The very important thing to take from the above verses is that Daniel wanted to obey God and honor the Mosaic Law. It was because of this that “God granted Daniel favor and compassion in the sight of the commander of the officials…” Clearly though, the commander of the officials was afraid for his own life if he gave Daniel what he was requesting.
Even though it took a bit to convince the commander of the officials to provide different food and drink for Daniel and his friends, it did happen (initially on a trial basis), and the benefits to Daniel was nearly immediate.
“But Daniel said to the overseer whom the commander of the officials had appointed over Daniel, Hananiah, Mishael and Azariah, ‘Please test your servants for ten days, and let us be given some vegetables to eat and water to drink. Then let our appearance be observed in your presence and the appearance of the youths who are eating the king’s choice food; and deal with your servants according to what you see’,” (Daniel 1:11-13).
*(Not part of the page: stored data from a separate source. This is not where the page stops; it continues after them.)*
PR #1936, opened 2022-09-18
Bump msbuild tool version for github actions

VisualMelon:
Hopefully this will magically fix the CI failure now that we use reproducible builds

### Checklist

Bump msbuild tool version for github actions to 1.1

@oxyplot/admins

### DIFF
--- a/.github/workflows/dotnetcore.yml
+++ b/.github/workflows/dotnetcore.yml
@@ -5,11 +5,13 @@ jobs:
     runs-on: windows-latest
     steps:
     - uses: actions/checkout@v1
-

It is fascinating to me that Daniel seemed to think that within a matter of a mere 10 days, the positive results of eating vegetables and drinking water would become obvious. Scientifically, there is a wonderful reason why this would have been the case.
In short, eating raw vegetables (as opposed to cooked vegetables) allows the natural enzymes to become part of the eating and digesting process. Today, with so many processed, preserved and cooked foods, enzymes are essentially heated out of everything. However, we need raw enzymes to correctly digest foods we eat. Without these necessary enzymes, we can experience anything from mild indigestion to severe problems, including obesity, diabetes, and worse.
Enzymes are built into foods by God Himself so that as we eat them uncooked, we eat the enzymes that help our bodies digest those foods. Yes, people who are healthy can and do have enzymes that become part of the digestion process but years of eating overly processed foods and high-stress lifestyles has taken its toll. We need to add enzymes to our diets.
Medical and nutrition experts tell us that 75% of what we eat daily should be raw fruits and vegetables. If you cannot do that, then you should add supplemental enzymes to your meals. You can read the above-linked article for more information on that.
What Daniel may not have realized was that by doing things God’s way, he was actually eating a very healthy diet that would allow his food to be digested more fully. This in turn meant that Daniel would be gaining as much protein and nutrition from the food he ate as possible. He would eat less and be more full. Conversely, those who ate the king’s food would not experience those benefit because that food was probably overcooked, heavy in fats and salts.
Nowhere in the Mosaic Law referencing dietary principles did God take the time to explain all of this to the Israelites. He simply said, “do not eat.” Foods declared by God to be unclean were to be avoided.
Daniel, in desiring to obey God fully, chose to do what he could to avoid eating the king’s unclean food. Instead, because of his desire to obey God, God blessed Daniel. By eating vegetables and drinking water, the natural benefits did what they were supposed to do. This in turn created a noticeable difference in the health of Daniel and his friends when compared to the other young men who had no qualms in eating the king’s “choice” food and wine.
In essence, Daniel passed the first test here. He faced a challenge and chose to obey God. God blessed him in numerous ways because of it.